PR #540, opened 2017-03-11
Fixed virus-wiper script when using the default value for VIRUSMAILS_…

danielpanteleit:
…DELETE_DELAY

Moved variable VIRUSMAILS_DELETE_DELAY to Dockerfile to make it visible to cron. Also removed echo in cron job to prevent sending mail for each run.

I would also suggest moving all default values to the Dockerfile so one can easily identify the used values with `docker inspect`.

### DIFF
--- a/Dockerfile
+++ b/Dockerfile
@@ -1,6 +1,10 @@
 FROM ubuntu:14.04
 MAINTAINER Thomas VIAL
 
+# Default values
+ENV VIRUSMAILS_DELETE_DELAY=7 \
+    ONE_DIR=0
+
 # Packages
 RUN DEBIAN_FRONTEND=noninteractive apt-get update -q --fix-missing && \
   apt-get -y upgrade && \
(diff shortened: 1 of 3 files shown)


tomav:
Restarted build.

danielpanteleit:
OK, this did not work. Apparently the environment variable is cleared before the cron job runs. Does this actually work when setting `VIRUSMAILS_DELETE_DELAY`?

There are a few options left, but they all have to be done in the start script:

1) Setting `VIRUSMAILS_DELETE_DELAY` in the crontab
2) Changing `virus-wiper` to take a parameter and setting up the cron job in the start script with the value as a parameter.
3) Creating `virus-wiper` with the actual value already in place
4) Writing environment variables to a file and reading it in `virus-wiper`

I would vote for (2) as I think this is the most straight-forward solution.

tomav:
Hmm it seems that current implementation does not work as expected, you're right (i've done that myself).
When I execute `virus-wiper`, manually it works.
It does not when triggered by CRON.

I think that putting the ENV in `/etc/environment` should do the trick if you want to try.

danielpanteleit:
The start script will now write the variable to /etc/environment. I tested it manually this time (by adding a cron job which runs every minute)

tomav:
Thanks @danielpanteleit

PR #550, opened 2017-03-16
Add restart: always

strarsis:
This PR adds restart: always to the containers in docker-compose.yml for 
auto-restarting them in the event of docker service or host restart.


tomav:
Thanks.

PR #553, opened 2017-03-19
Changed max message size

Dschinghis-Kahn:
Added config to increase the maximal message size from 10MB (default) to 40MB.

### DIFF
--- a/target/postfix/main.cf
+++ b/target/postfix/main.cf
@@ -13,6 +13,7 @@ mydestination =
 relayhost =
 mynetworks = 127.0.0.0/8 [::1]/128 [fe80::]/64
 mailbox_size_limit = 0
+message_size_limit = 40960000
 recipient_delimiter = +
 inet_interfaces = all
 inet_protocols = all


tomav:
Hi @Dschinghis-Kahn, why this should go in the default config?

Dschinghis-Kahn:
Hi @tomav, this is a necessary setting if you want to send attachments. For example, with the default you can only send mails with a maximum size of ~7MB (because of base64). That's 2-3 pictures for my camera...
I wonder why there is a size limit on the sending side anyway?! On the receiveing mail server ... okay, but why should one prohibit one self of sending larger mails?
However, this option makes it possible to send larger mails and has no effect when sending small (text only) mails.

tomav:
Hi @Dschinghis-Kahn, thanks for your answer.
Of course I understand the need, but I'm not sure this message size should go in default config and impact all users with default settings.

Do you know that you can set your own settings using [postfix override](https://github.com/tomav/docker-mailserver/wiki/Override-Default-Postfix-Configuration) feature?

thiesschneider:
would be great to have this as env :)

Dschinghis-Kahn:
Overriding with postfix-main.cf worked perfectly. Thanks!

PR #554, opened 2017-03-19
Fix battery drain for mobile clients

huncode:
Regarding too frequent IDLE notifications mobile clients like k9mail have a massive battery drain.
More info:
https://github.com/k9mail/k-9/issues/1290
https://peterkieser.com/2011/03/25/androids-k-9-mail-battery-life-and-dovecots-push-imap/

P.S. Please correct me if I have to add additional changes. I've read contributing guide, but this change doesn't affect tests and build step.


huncode:
As mentioned on http://wiki.dovecot.org/Timeouts after login client idle timeout is set to 30 minutes, so it wouldn't affect desktop clients and others.

tomav:
Thanks @huncode

Issue #591, opened 2017-05-05
LDAP environment variables and ambiguous characters


tailtwo:
Hello,

The user I use to bind to my LDAP server have a '&' character in its password. When this character is parsed, the string that correspond with the password in ldap-users.cf gets cut in two with `bind_pw          = admin`

Let's say my password is ABC&DEF:

docker-compose.yml
```bash
[...]
environment:
  - LDAP_BIND_PW=ABC&DEF
[...]
```

/etc/postfix/ldap-users.cf
```bash
[...]
bind_pw = ABCbind_pw          = adminDEF  
[...]
```

Even with quotes and double quotes, it stays the same.
Is there any way I can fix this other than entering it manually?

alinmear:
Hello @tailtwo, 

to fix this we should have a look at the ldap method, especially the parsing of the env variables. Im pretty sure, that here this is happening.

Do you have time to investigate this?

alinmear:
@tailtwo my pr #644 should fix the issues with the `&` within the ldap configurations. 

hopefully this helps!

johansmitsnl:
It worked for me.

alinmear:
Seems that there are no problems after #644. Closing ...

Issue #641, opened 2017-06-30
LDAP accounts/domain/alias  fully functional


kopax:
I have a old mail-server (v1) with my own ldap implementation.

I have tried to play with the v2 and the following `docker-compose.yml`

```yml
version: '2'

services:
  mail:
    image: tvial/docker-mailserver:2.1
    hostname: mail
    domainname: domain.com
    container_name: mail
    ports:
    - "25:25"
    - "143:143"
    - "587:587"
    - "993:993"
    volumes:
    - maildata:/var/mail
    - mailstate:/var/mail-state
    - ./config/:/tmp/docker-mailserver/
    - /home/me/workspace/private/domain-keys/mail-server:/tmp/ssl:ro
    environment:
    - ENABLE_LDAP=1
    - LDAP_SERVER_HOST=ldap.domain.com
    - LDAP_SEARCH_BASE=dc=mail,dc=domain,dc=com
    - LDAP_BIND_DN=cn=readonly,dc=domain,dc=com
    - LDAP_QUERY_FILTER=(&(objectClass=CourierMailAccount)(mail=%s))
    - LDAP_BIND_PW=abc
    - ENABLE_SPAMASSASSIN=1
    - ENABLE_CLAMAV=1
    - ENABLE_FAIL2BAN=1
    - ENABLE_SASLAUTHD=1
    - SASLAUTHD_MECHANISMS=ldap
    - SASLAUTHD_LDAP_SERVER=ldap.domain.com
    - SASLAUTHD_LDAP_PROTO=ldap://
    - SASLAUTHD_LDAP_SSL=0
    - SASLAUTHD_LDAP_PASSWORD=domain
    - SASLAUTHD_LDAP_BIND_DN=cn=readonly,dc=domain,dc=com
    - SASLAUTHD_LDAP_PASSWORD=abc
    - SASLAUTHD_LDAP_SEARCH_BASE=dc=mail,dc=domain,dc=com
    - SASLAUTHD_LDAP_FILTER=(&(objectClass=CourierMailAccount)(mail=%s))
    - SSL_TYPE=manual
    - SSL_CERT_PATH=/tmp/ssl/mail.domain.com-full.pem
    - SSL_KEY_PATH=/tmp/ssl/mail.domain.com-key.pem
    - ONE_DIR=1
    - DMS_DEBUG=0
    cap_add:
    - NET_ADMIN
    restart: always

volumes:
  maildata:
    driver: local
  mailstate:
    driver: local
```

[...]

Issue #633, opened 2017-06-17
Unable to change LDAP filter for non SASL.


Joshua-Ashton:
Hello!
I am unable to change the LDAP filter to be other than "(&(?objectClass=PostfixBookMailAccount)(uniqueIdentifier=%u))".

No matter what options I put in my DockerCompose.yml I always end up with that filter being executed on my ldap. I do not have a postfixbookmailaccount and I would prefer it if I didn't have to, unless it is necessary.

I have tried 
  - SASLAUTHD_LDAP_FILTER='(&(objectClass=posixAccount)(uid=%U))'
  - LDAP_FILTER='(&(objectClass=posixAccount)(uid=%U))'
  - LDAP_QUERY_FILTER='(&(objectClass=posixAccount)(uid=%U))'
but none of them have any effect.

I am using the docker openldap also, so adding the schema would prove a bit of a mess, unless there's another way to do it?

My apologies if I am being stupid - I am fairly new to Docker.

Thanks and any advice/help is greatly appreciated.
- Josh

alinmear:
Hello @Joshua-Ashton. This is a known Bug. Please have a look at https://github.com/tomav/docker-mailserver/issues/491#issuecomment-306296358 for a workaround/solution.

alinmear:
I will fix this today and do a pull request!

alinmear:
@Joshua-Ashton please try with the latest version of this container. My PR #644 has been merged and should fix this.

Note that your issue should be related to the missing DOVECOT ldap part (fixed with the PR stated above).

I placed a sample config within the README. Maybe you can take a look!

Keep in Mind to use the following variables for configuration:

* `LDAP_QUERY_FILTER_USER`
* `LDAP_QUERY_FILTER_GROUP`
* `LDAP_QUERY_FILTER_ALIAS`
* `SASLAUTHD_LDAP_FILTER`
* `DOVECOT_USER_FILTER`
* `DOVECOT_PASS_FILTER`

alinmear:
@Joshua-Ashton ; can we close this issue. Also special character should work now. Merged #648.

Joshua-Ashton:
Hello! 
Sorry for taking an insane amount of time to get back to you, I'm pretty blind.
Decided to give this a go today but I'm still having issues although it's probably my fault - I'm fairly new to this. I just want to use regular "posixAccount"s as people with mail and no matter what I put as the filter it doesn't like it. Maybe I'm missing something...

Thanks for your help!
[...]

PR #642, opened 2017-06-30
Also search on the domain name for the virtual domain name in the ldap

johansmitsnl:
See #638

PR #644, opened 2017-07-03
Fix ldap related critical Problems

alinmear:
As already written by me (https://github.com/tomav/docker-mailserver/issues/641#issuecomment-312585289) we have some serious issues regarding the setup of ldap with env variables. 

This pr should fix the following issues: #641, #633, #491 (see comments), #636 (can be configured explicit with the new env vars; maybe we should discuss better defaults as stated there), #591 

* `LDAP_QUERY_FILTER_USER`
* `LDAP_QUERY_FILTER_GROUP`
* `LDAP_QUERY_FILTER_ALIAS`
* `DOVECOT_USER_FILTER`
* `DOVECOT_PASS_FILTER`

We may should discuss some defaults and or combinations to make the setup more straight forward (like dovecot user_filter and pass_filter could be the same, when only 1 has been defined or LDAP_QUERY_FILTER_USER could be set for the saslauthd part if not explicitly set).

Hope this helps ...


tomav:
Thanks @alinmear

Joshua-Ashton:
Thanks for this, I will try it out if I get a chance later this week

tailtwo:
Thank you, I really didn't have the time to check the source to fix #591 so this mr will come in handy.

johansmitsnl:
The new variable don't work because they are in comment. Why is this?
Now the dovecot variable don't work, so did not build a new image to test.

https://github.com/tomav/docker-mailserver/blob/21fb3f3c86391f079afb7fb59260b64019fa2e51/target/start-mailserver.sh#L593:L595

alinmear:
@johansmitsnl, these are only default values. If you want to change those values you need to set the corresponding ENV Variables, like:

```
- DOVECOT_PASS_FILTER="(&(objectClass=PostfixBookMailAccount)(uniqueIdentifier=%n))"
- DOVECOT_USER_FILTER="(&(objectClass=PostfixBookMailAccount)(uniqueIdentifier=%n))"
```

I already wrote an example within the readme.

johansmitsnl:
Inside the docker:
```
echo $DOVECOT_PASS_FILTER
(&(objectClass=PostfixBookMailAccount)(|(uniqueIdentifier=%n)(mail=%u)))
```

```
cat /etc/dovecot/dovecot-ldap.conf.ext
pass_attrs          = uniqueIdentifier=user,userPassword=password
pass_filter         = (&(objectClass=PostfixBookMailAccount)(uniqueIdentifier=%n))
user_attrs          = mailHomeDirectory=home,mailUidNumber=uid,mailGidNumber=gid,mailStorageDirectory=mail
user_filter         = (&(objectClass=PostfixBookMailAccount)(uniqueIdentifier=%n))
```

It seems that the variables are not applied but they are set in the ENV.

alinmear:
@johansmitsnl , the problem here is the `|` within your expression; because we take the `|` for the separation of the sed parts; this is causing the problem; you could escape the `|` like:

```bash
(&(objectClass=PostfixBookMailAccount)(\|(uniqueIdentifier=%n)(mail=%u)))
```

This should work. I check how to deal with this kind of characters and sed

johansmitsnl:
@alinmear Escaping worked and solved my ldap issue #636.
It should only escape the special chars as you already noted.

Now we only have the #642 to rework to support virtual domains in the ldap. Will take a look how the changes where made and update the PR.

PR #657, opened 2017-07-18
Proper shutdown on container stop, additional whitelisting options, PCRE filtering support, fixing permission issues

felix-schwarz:
New features:
* ADD_PERMIT_NETWORK options allows to specify additional networks to whitelist in mynetworks while retaining the benefits of automatically determining relevant networks through PERMIT_DOCKER. E.g. to add the network "10.0.1.0/24", set ADD_PERMIT_NETWORK to "10.0.1.0/24"
* DISABLE_FILTERS_FOR_MYNETWORKS option to add amavisd-new configuration to disable clamav/spamassassin filters for the IPv4 hosts listed in mynetworks (amavisd-new doesn't seem to support IPv6 here). Set DISABLE_FILTERS_FOR_MYNETWORKS to enable this.
* Added PCRE support to postfix, allowing efficient rejections of mail headers and body based on PCRE regexps. The regexps can be placed in config/postfix-reject_body_checks and config/reject_header_checks accordingly. See postfix main.cf documentation on header_checks and body_checks for more information.
* Added support for the second postgrey whitelist (whitelist_clients.local)

Improvements:
* Postgrey whitelists are also accepted as config/postgrey-whitelist_clients.local and config/postgrey-whitelist_recipients.local
* Stray pid files that could hinder a proper startup of postgrey and dovecot are now removed on container start
* When the container is stopped, all services are now shut down properly
   - previously, the services were just killed, resulting in stray pid files and - possibly - corruption of files modified by the services at the time of termination
   - stopping the container is now much faster (previously took 10 seconds - the standard grace period for containers from being signalled by 'docker stop' and timing out and being killed off)

Bug/Security fixes:
* Fixing permissions problems for /var/mail-state/spool-postfix when ONE_DIR=1:
  - spool-postfix/maildrop and spool-postfix/public folders must be owned by group postdrop
  - spool-postfix/[dev/etc/lib/pid/usr] permissions were not restrictive enough. They should be owned by the root user and root group.


Dockerfile
```diff
@@ -158,13 +159,13 @@ RUN sed -i -r "/^#?compress/c\compress\ncopytruncate" /etc/logrotate.conf && \
...
+
 # Start-mailserver script
 COPY ./target/start-mailserver.sh ./target/docker-configomat/configomat.sh /usr/local/bin/
 RUN chmod +x /usr/local/bin/*
 
 EXPOSE 25 587 143 993 110 995 4190
 
-CMD /usr/local/bin/start-mailserver.sh
-
+CMD ["/bin/bash", "/usr/local/bin/start-mailserver.sh"]
```
johansmitsnl: You test 123 is failing because this change.
You need to set the same command to the setup.sh https://github.com/tomav/docker-mailserver/blob/master/setup.sh#L10

johansmitsnl:
Please take a look at my branch [issue-631-run-services-with-supervisor](https://github.com/johansmitsnl/docker-mailserver/commits/issue-631-run-services-with-supervisor). It has many overlap with a proper shutdown function that you are building because of the use of supervisor.
Can you split the PR for the PCRE and whitelisting?
The proper shutdown will been take care of in PR #631

tomav:
Resolved conflicts. Building in Travis.

johansmitsnl:
Could you rework the PR on the current master?

felix-schwarz:
Sorry for the late reaction. I currently lack the time to rework it, but hope to find some in the coming weeks.

johansmitsnl:
Don't want to rush you but is there any progress?

felix-schwarz:
Seeing as I still lack the time to rework it, I close this pull request for now. If I find the time to rework a current version, I'll open a new one.

PR #664, opened 2017-07-23
using travis_retry for image building

danielpanteleit:
This could fix the problem that clamav is not able to update in docker build


danielpanteleit:
Somehow the tests seem to be flaky. This is not an issue with the change.

tomav:
Restarted build

PR #665, opened 2017-07-23
Dockerfile cleanup

danielpanteleit:
Removed the initial duplicate apt-get update / apt-get upgrade and merged a couple of RUN commands together. This should result in less layers and a smaller image because the apt cache is cleared properly now (the first apt-get update / upgrade stored the caches/lists into a layer).


tomav:
Thanks you @danielpanteleit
# # # # # # #
▶ _Problem description_
Go through the entries above and report every line in which the word "tailtwo" appears.

▶ _Solution_
tailtwo:
Hello @tailtwo, 
@tailtwo my pr #644 should fix the issues with the `&` within the ldap configurations. 
tailtwo:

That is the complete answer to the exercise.